There is almost no relationship at all – and certainly not the expected upward-sloping line.  If anything, the relationship is slightly negative.  And New Zealand –  the red dot above 30 on the horizontal axis –  doesn’t stand out from the pack.  Since people do have to live somewhere, it looks a lot like rapid increases in population tend to crowd out (rather more price sensitive) business investment.    Perhaps it isn’t surprising then that many of the advanced countries with the strongest growth rates in productivity also have flat, or even falling, populations?  But, whatever the wider story, there isn’t much reason in the international data to believe the Prime Minister’s wishful thinking that enough will be invested and all will be fine.  And when your country already has some of highest real interest rates, and a persistently overvalued exchange rate, it is probably safer to believe that all won’t be just fine.
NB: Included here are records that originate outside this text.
PR #78, opened 2019-08-29
Remove rooms that are stuck in terminating state in RemoveDeadRooms

lftakakura:
This prevents leakage of roomStatus terminating keys in redis. This leakage affects the status of maestro schedulers (it sees more rooms terminating than it really has).

### DIFF
--- a/models/constants.go
+++ b/models/constants.go
@@ -46,6 +46,9 @@ const SegmentHMSet = "Redis/HMSet"
 //SegmentZRangeBy represents a segment
 const SegmentZRangeBy = "Redis/ZRangeBy"
 
+//SegmentSMembers represents a segment
+const SegmentSMembers = "Redis/SMembers"
+
 //SegmentSIsMember represents a segment
 const SegmentSIsMember = "Redis/SIsMember"
 
--- a/watcher/watcher.go
+++ b/watcher/watcher.go
@@ -606,27 +606,46 @@ func (w *Watcher) forwardRemovalRoomEvent(logger *logrus.Entry, rooms []string) 
 	return nil
 }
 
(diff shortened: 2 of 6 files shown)


watcher/watcher.go
```diff
@@ -606,27 +606,46 @@ func (w *Watcher) forwardRemovalRoomEvent(logger *logrus.Entry, rooms []string)
...
+	for _, pod := range pods {
+		liveKubePods[pod.GetName()] = true
+	}
+	for _, room := range rooms {
+		if _, ok := liveKubePods[room]; !ok {
+			zombieRooms = append(zombieRooms, models.NewRoom(room, w.SchedulerName))
+		}
+	}
+
+	models.ClearAllMultipleRooms(w.RedisClient.Client, w.MetricsReporter, zombieRooms)
```
ghostec: why do you ignore the possible error here?

lftakakura: I shouldn't. My bad

models/constants.go
```diff
@@ -46,6 +46,9 @@ const SegmentHMSet = "Redis/HMSet"
 //SegmentZRangeBy represents a segment
 const SegmentZRangeBy = "Redis/ZRangeBy"
 
+//SegmentSMembers represents a segment
```
andrehp: Why do you need this constant?

lftakakura: For tracing. But I wasn't using though. I updated the PR, and now I am:
```
err := mr.WithSegment(SegmentSMembers, func() error {
		var err error
		redisKeys, err = redisClient.SMembers(
			GetRoomStatusSetRedisKey(schedulerName, StatusTerminating),
		).Result()
		return err
	})
```

ghostec:
LGTM

PR #79, opened 2019-09-10
Feature/rolling update on watcher only

lftakakura:
- Now during scheduler update, pod creation and deletion is done via EnsureCorrectRooms (watcher).


api/scheduler_operation_handler.go
```diff
@@ -81,25 +81,32 @@ func getOperationStatus(
...
 
-	if status == nil || len(status) == 0 {
-		return empty, "scheduler with operation key not found",
-			NewOperationNotFoundError()
+	k := kubernetes.TryWithContext(app.KubernetesClient, ctx)
+	totalPods, err := k.CoreV1().Pods(schedulerName).List(
+		metav1.ListOptions{},
+	)
+	if err != nil {
+		return empty, "error getting getting pods from kubernetes", err
```
andrehp: getting getting

api/scheduler_operation_handler.go
```diff
@@ -81,25 +81,32 @@ func getOperationStatus(
...
 	}
 
-	if _, ok := status["status"]; ok {
-		return status, "", nil
+	status, err := operationManager.GetOperationStatus(*scheduler, totalPods.Items)
+	if err != nil {
+		return status, "error getting getting progress", err
```
andrehp: getting getting

controller/controller.go
```diff
@@ -240,7 +243,32 @@ func DeleteScheduler(
 		)
 	}
 	namespace := models.NewNamespace(scheduler.Name)
-	return deleteSchedulerHelper(logger, mr, db, redisClient, clientset, scheduler, namespace, timeoutSec)
+
+	// lock so autoscaler doesn't recreates rooms deleted
```
andrehp: s/recreates/recreate

controller/controller.go
```diff
@@ -240,7 +243,32 @@ func DeleteScheduler(
...
+	terminationLockKey := models.GetSchedulerTerminationLockKey(config.GetString("watcher.lockKey"), schedulerName)
+	configLock, _, err := AcquireLock(
+		context.Background(),
```
andrehp: Use ctx here?

controller/controller.go
```diff
@@ -732,6 +748,8 @@ func UpdateSchedulerConfig(
 				oldVersion,
 			)
 
+			// TODO: Send metrics of this error!!!
+			// this is the most critical part. If DBRollback fails, the watcher will keep spawning w
```
andrehp: spawning what?

watcher/watcher.go
```diff
@@ -1218,18 +1281,29 @@ func (w *Watcher) podsOfIncorrectVersion(
...
 
-		schedulerMajorVersion, _, err := w.splitedVersion(scheduler.Version)
+	for _, pod := range pods.Items {
+		podMajorVersion, _, err := w.splitedVersion(pod.Labels["version"])
 		if err != nil {
 			return nil, err
 		}
 
-		if podMajorVersion != schedulerMajorVersion {
+		// if a rollback happened consider 2 versions as correct:
```
cscatolini: This can be confusing. Is this really necessary? Couldn't we use only the actual version(after DB rollback)?

lftakakura: I agree it is confusing, but if I only consider the actual version it will replace all pods (even the ones that are in the correct version) if a rollback occur. If I consider the version that was rolled back to, it will only restart pods that need to

watcher/watcher.go
```diff
@@ -606,27 +578,46 @@ func (w *Watcher) forwardRemovalRoomEvent(logger *logrus.Entry, rooms []string)
...
 		if podNameMap[pod.GetName()] {
 			podsToReplace = append(podsToReplace, pod)
 		}
 	}
 
-	return podsToReplace, nil
+	return podsToReplace
+}
+
+// zombie rooms are the ones that are in terminating state but the pods doesn't exist
```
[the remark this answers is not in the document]
lftakakura: Yes, every pod that does not exist but has a state in redis should be considered zombie. I did it for terminating only cause it was the one causing problems. Will consider the others as well in the next commit

models/operation_manager.go
```diff
@@ -278,9 +285,60 @@ func (o *OperationManager) IsStopped() bool {
...
+	status, err := o.Get(o.operationKey)
+	if err != nil {
+		return nil, err
+	}
+
+	if status == nil || len(status) == 0 {
+		return nil, nil
+	}
+
+	if _, ok := status["status"]; ok {
```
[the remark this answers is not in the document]
lftakakura: Status set means the operation has already finished. Progress is set in `func (o *OperationManager) Finish(status int, description string, opErr error) error` method in this case

controller/controller.go
lftakakura: it was _spawning wrong gameserver_ but I will remove the comments as it does not makes sense anymore (I am sending metrics regarding this error and if it errors the watcher will perform a DBRollback)

models/operation_manager.go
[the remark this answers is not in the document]
cscatolini: okay, maybe add a small comment with this info?

watcher/watcher.go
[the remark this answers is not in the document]
cscatolini: okay! will this commit be in the same PR?

watcher/watcher.go
cscatolini: I can see the tradeoff here. In terms of code simplicity I'd go with replacing all pods, but I can see that this could cause unnecessary load and instability for the game. So I am okay with the approach you proposed.

watcher/watcher.go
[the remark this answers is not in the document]
lftakakura: yes. Will commit soon

PR #81, opened 2019-09-16
Copy metadata to avoid race condition in forwarding

lftakakura:


andrehp:
In what scenario did this race condition happen?

plugins/grpc/forwarder.go
```diff
@@ -349,7 +349,13 @@ func (g *GRPCForwarder) Forward(ctx context.Context, event string, infos, fwdMet
 
 	// Add forwarder metadata (from maestro config) to request
 	// Client metadata should take priority
-	metadata := g.metadata
+	metadata := map[string]interface{}{}
+	if g.metadata != nil {
+		for k, v := range g.metadata {
```
ghostec: do you see any problem in doing a shallow copy?

lftakakura:
> In what scenario did this race condition happen?

Before `metadata` was pointing to `g.metadata`. As `g.metadata` is global for the app, the service was crashing frequently as it was trying to read and write during forwardings

cscatolini:
> > In what scenario did this race condition happen?
> 
> `metadata` was pointing to `g.metadata`. As `g.metadata` is global for the app, the service was crashing frequently as it was trying to read and write during forwardings

It makes no sense for metadata to be an attribute of the struct 🤔 

This change LGTM.

PR #83, opened 2019-09-18
Fix/ensure correct rooms in watch rooms

lftakakura:


controller/utils.go
```diff
@@ -1054,6 +1020,47 @@ func AcquireLock(
...
+
+	lock, err := redisClient.EnterCriticalSection(
+		redisClient.Trace(ctx),
+		lockKey,
+		time.Duration(lockTimeoutMS)*time.Millisecond,
+		0, 0,
+	)
+
+	if err != nil {
+		l.WithError(err).Error("error getting watcher lock")
```
cscatolini: Not necessarily watcher lock, right?

controller/utils.go
```diff
@@ -1054,6 +1020,47 @@ func AcquireLock(
...
+		return nil, err
+	}
+
+	if lock == nil {
+		l.Warnf("unable to get watcher %s lock %s, maybe some other process has it", schedulerName, lockKey)
```
cscatolini: same comment here

controller/utils.go
```diff
@@ -1054,6 +1020,47 @@ func AcquireLock(
...
+		return nil, fmt.Errorf("unable to get watcher %s lock %s, maybe some other process has it", schedulerName, lockKey)
```
cscatolini: ditto

controller/utils.go
```diff
@@ -1070,7 +1077,11 @@ func ReleaseLock(
 		err := redisClient.LeaveCriticalSection(lock)
 		if err != nil {
 			l.WithError(err).Error("error releasing lock. Either wait or remove it manually from redis")
+		} else {
+			l.Debug("lock released")
 		}
+	} else {
+		l.Warn("lock is nil. No lock to release")
```
cscatolini: should this be warn or debug?

watcher/watcher.go
```diff
@@ -447,12 +443,11 @@ func (w *Watcher) ReportRoomsStatuses() error {
 // WithLock is a helper function that runs a block of code
 // that needs to hold a type of lock to redis
 func (w *Watcher) WithLock(l *logrus.Entry, lockKey string, f func() error) (lockErr, err error) {
-	lock, _, err := controller.AcquireLock(
+	lock, err := controller.AcquireLockOnce(
```
cscatolini: What was the previous behaviour? What is this commit fixing by changing AcquireLock to AcquireLockOnce?

lftakakura: AcquireLock use ticker to retry acquiring lock. AcquireLockOnce does not retry.

As watchRooms already runs periodically with ticker, I think it is not necessary to have another ticker to acquire lock.

Also, workers were getting stuck trying to get lock until lockTimeout

cscatolini: Okay, makes sense!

I could go one, but I just wanted to make two final brief points:

  • in his comments quoted earlier the Prime Minister suggested that somehow the alternative to continuing very high immigration targets involved “settling for a kind of grey, low-growth mediocrity where the best thinking of the early (19)80s sets our political direction”.   Personally, I’d say the very best thinking from the early 80s –  that of reformers at Treasury and Reserve Bank for example –  was very much to the point.  But even setting that to one side, the Prime Minister’s attempted slur might well rebound.  I checked out productivity growth for the nine years to 2016, compared to the nine years to 1984.  In those 9 years of Sir Robert Muldoon’s stewardship, growth in real GDP per hour worked was (according to the OECD) 9.0 per cent.   Not great.  But on the Treasury’s preferred measure of real GDP per hour worked (and even correcting for the break in the series last year), productivity growth from 2007 to 2016, totalled about 5.5 per cent.    The Prime Minister was Minister of Finance for most of that period.   (Yes, sure there were plenty of other imbalances, bad choices etc then, as well as terrible terms of trade….but they still achieved faster productivity growth).
  • I could commend to the Prime Minister a column in The Australian yesterday from Australian labour economist Judith Sloan (there are extracts and commentary on it here).   Notwithstanding Australia’s stronger productivity growth, and overall higher incomes, she slams the Australian government’s substantial immigration target (just slightly smaller, in per capita terms, than New Zealand’s), noting in particular the ‘cynical charade’ in professing concern about house prices while doing nothing about immigration (land supply –  a major problem in Australia too –  isn’t under federal government law).  Sloan isn’t just any economist.  She led the Australian Productivity Commission 2006 inquiry into Australian immigration.  And in many respects, she is about as “right-wing” as they come (to the extent such slogans have meaning), so much so that she was nominated by ACT and the Business Roundtable, and then appointed by the government, to serve on our own 2025 Taskforce a few years ago, where she was instrumental in ensuring that that Taskforce did not champion New Zealand’s immigration policy.   She doesn’t write about New Zealand these days, but it would be surprising if her conclusions about our policy were les stridently expressed than those about Australia’s

The Prime Minister can “believe” all he wants. He can attack Opposition parties all he wants (and we have yet to see specifics of what either Labour or NZ First propose), he can diss a former leading figure of the business and economic establishment, Kerry McDonald, he can ignore the counsel of someone as able in this area as Judith Sloan.  But what he seems unable to do is offer any evidence that his immigration is, or ever will, work for the benefit of New Zealanders.